The primary methods in which users interact with the results of Medline searches can be improved and expanded to enable quick and efficient suggestions for optimizing the manuscript writing and publication process, including review. Quantitative similarity scores computed for a text query, such as the abstract for a manuscript submitted to a journal for publication, against the primary biomedical bibliographic database, Medline, can be used to generate a ranked list of similar documents from which summary information about the authors, journals, similar work and dates can be of high utility. Scientists submitting to or editors of the more than 5000 journals represented in Medline can use this free web-based utility to speed the process of selecting or confirming appropriate journal selection, estimate a given articles novelty based on the relative similarity of its abstract and to select potential reviewers (experts), typically requested by journals at manuscript submission time.
Several caveats and potential enhancements to the system should be noted.
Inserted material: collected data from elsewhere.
PR #4400, opened 2023-12-19
Improve SpdpSendAddrs parsing

smnrgrs:
For large deployments with no multicast discovery, the current SpdpSendAddrs syntax in the ini file is cumbersome. Allow multiple ports per host to be easily specified.

Each SpdpSendAddrs entry can now be:
<addr>:<port>

or
<addr>:<base_port>:<num>  (defaults to interval = 2)

or
<addr>:<base_port>:<num>:<port_interval>

Example:
SpdpSendAddrs=100.11.13.15:13910:16:2
This will specify 16 endpoints on 100.11.13.15, starting from port 13910, counting up two at a time


jrw972:
@smnrgrs See the build and test failures.

PR #4411, opened 2024-01-05
Discovery templates are not reused

jrw972:
Problem
-------

One of the goals of using the ConfigStore (#4134) is to minimize the number of entries in the ConfigStore that are generated by the framework itself.  Such entries are basically leaked.

The main culprit here is template support which
instatiates new `[domain]`, `[rtps_discovery]`, `[config]`, and `[transport]` sections.  This commit removes the need to instantiate `[rtps_discovery]` sections.

Solution
--------

Parameterize `RtpsDiscoveryConfig::default_multicast_group` on the domain so that it can be customized on the fly.

### DIFF
--- a/dds/DCPS/RTPS/RtpsDiscovery.cpp
+++ b/dds/DCPS/RTPS/RtpsDiscovery.cpp
@@ -41,125 +41,102 @@ RtpsDiscovery::~RtpsDiscovery()
 {
 }
 
-namespace {
-  const ACE_TCHAR RTPS_SECTION_NAME[] = ACE_TEXT("rtps_discovery");
-}
-
 int
-RtpsDiscovery::Config::discovery_config(ACE_Configuration_Heap& cf)
+RtpsDiscovery::Config::discovery_config()
 {
-  const ACE_Configuration_Section_Key &root = cf.root_section();
-  ACE_Configuration_Section_Key rtps_sect;
+  RcHandle<DCPS::ConfigStoreImpl> config_store = TheServiceParticipant->config_store();
 
-  if (cf.open_section(root, RTPS_SECTION_NAME, 0, rtps_sect) == 0) {
+  const DCPS::ConfigStoreImpl::StringList sections = config_store->get_section_names("OPENDDS_RTPS_DISCOVERY");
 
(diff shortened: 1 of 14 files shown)


dds/DCPS/RTPS/RtpsDiscovery.cpp
```diff
@@ -46,120 +46,101 @@ namespace {
...
 
 int
-RtpsDiscovery::Config::discovery_config(ACE_Configuration_Heap& cf)
+RtpsDiscovery::Config::discovery_config()
 {
-  const ACE_Configuration_Section_Key &root = cf.root_section();
-  ACE_Configuration_Section_Key rtps_sect;
+  RcHandle<DCPS::ConfigStoreImpl> config_store = TheServiceParticipant->config_store();
 
-  if (cf.open_section(root, RTPS_SECTION_NAME, 0, rtps_sect) == 0) {
```
iguessthislldo, line 54: `RTPS_SECTION_NAME` above is unused now.

dds/DCPS/RTPS/RtpsDiscoveryConfig.cpp
```diff
@@ -391,13 +391,51 @@ RtpsDiscoveryConfig::multicast_interface(const OPENDDS_STRING& mi)
...
+                                               DCPS::NetworkAddress("239.255.0.1:0"),
+                                               DCPS::ConfigStoreImpl::Format_No_Port,
+                                               DCPS::ConfigStoreImpl::Kind_IPV4);
+  // Customize.
+  const String customization_name = TheServiceParticipant->config_store()->get(config_key("CUSTOMIZATION").c_str(), "");
+  if (!customization_name.empty()) {
+    const String directive = TheServiceParticipant->config_store()->get(String("OPENDDS_CUSTOMIZATION_" + customization_name + "_INTEROP_MULTICAST_OVERRIDE").c_str(), "");
+    if (directive == "AddDomainId") {
+      String addr = DCPS::LogAddr(na, DCPS::LogAddr::Ip).str();
+      size_t pos = addr.find_last_of(".");
```
iguessthislldo, line 408:
```suggestion
      const size_t pos = addr.find_last_of(".");
```

iguessthislldo (changes requested):

iguessthislldo (approved):

PR #4419, opened 2024-01-11
BUGREPORT: ignored durability_service field in topic QoS leads to uninitialized structure fields

paocela:
[PROBLEM-REPORT-FORM.txt](https://github.com/OpenDDS/OpenDDS/files/13901799/PROBLEM-REPORT-FORM.txt)


mitza-oci:
Posting attachment from @paocela as comment body:

This is OpenDDS version 3.27.0-dev (NOT A RELEASE)

TAO VERSION: 6.5.20
HOST MACHINE and OPERATING SYSTEM: 6.1.46-gentoo-x86_64
COMPILER NAME AND VERSION (AND PATCHLEVEL): gcc (Gentoo 12.3.1_p20230526 p2) 12.3.1 20230526

CONTENTS OF $ACE_ROOT/ace/config.h:

    #define ACE_DISABLE_MKTEMP
    #define ACE_DISABLE_READDIR_R
    #define ACE_DISABLE_TEMPNAM
    #define TAO_HAS_UIOP 0
    #include "ace/config-linux.h"

    optimize = 0
    include $(ACE_ROOT)/include/makeinclude/platform_linux.GNU

    no_cxx11=0
    no_rapidjson=0
    no_rapidjson=0
    no_rapidjson=0
    xerces3=1
    no_rapidjson=0
    xerces3=1

    MEDIUM

AREA/CLASS/EXAMPLE AFFECTED:
    None

DOES THE PROBLEM AFFECT:
COMPILATION? NO
LINKING? NO
EXECUTION?  YES, my application is affected

SYNOPSIS:
When using QoS policies via XML file, specifically for the topic policies, the  ``durability_service`` field is ignored by the QOS_XML_Handler component. This results in passing to the topic a ``TopicQos`` structure where the ``durability_service`` field is uninitialized, causing a failure in the topic's creation.

REPEAT BY:
    Running test at ``tests/DCPS/TestDurabilityServiceTopic``

SAMPLE FIX/WORKAROUND:
The problem seems to lie in the use of function ``DwDrTpBase::read_qos`` instead of function ``DwTpBase::read_qos`` in file ``dds/DCPS/QOS_XML_Handler/QOS_Topic_T.cpp:23``. If instead the documentation wrong, it should be updated, together with the example in ``tests/DCPS/QoS_XML/dump`` (where the qos.xml file was initially found)

jwillemsen:
It has been very long ago that I worked on this. Very important is that you need to first retrieve the default QoS for your DDS entity from DDS, the QoS XML Handler will overwrite the ones set, so you can't just pass in an empty QoS as you do in your test, see AXCIOMA at https://github.com/RemedyIT/ciaox11/blob/df06afbe574946d9354225d96919a999823cab9c/ddsx11/vendors/opendds/dds/opendds_domain_participant_factory.cpp#L70 for a similar use case

paocela:
Thanks for the quick reply. 

Yes, that definitely solves uninitialized elements and correct DDS entity creation (topic in my case), but it still doesn't help me passing all policies specified in the qos.xml file (in my case the `durability_service` one). For that one it can only be the default one, or a user defined one manually inserted inside the structure, in no case one populated by the QoS XML Handler, correct?

jwillemsen:
durability_service is datawriter/topic, so handling it in QOS_DwTp_Base_T is correct, but very likely QOS_Topic_T should derive from QOS_DwTp_Base_T. Looks the first step is to extend tests/DCPS/QOS_XML/dump with durability_service in the xml and validate that at topic level

paocela:
> durability_service is datawriter/topic, so handling it in QOS_DwTp_Base_T is correct, but very likely QOS_Topic_T should derive from QOS_DwTp_Base_T. 

This is what I did to temporarely fix the problem, and it seems to work (at least for the durability_service)

> Looks the first step is to extend tests/DCPS/QOS_XML/dump with durability_service in the xml and validate that at topic level

See last commit, it fails as expected. 
My concern is that other fields might be affected as well because the test seems incomplete. I just investigated the one raising an issue for me.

First, as with any search system, similar articles sharing keywords but belonging to different fields may appear as relevant. Secondly, journal targets or experts are calculated based on frequencies of journals and authors in the eTBLAST results; these suggestions do not account for the publication volume of each journal. Finally, journal impact factors may be indicators of expertise level and are not considered. These enhancements may improve performance and are being evaluated as potential upgrades to the system.
Conflict of interest statement. None declared.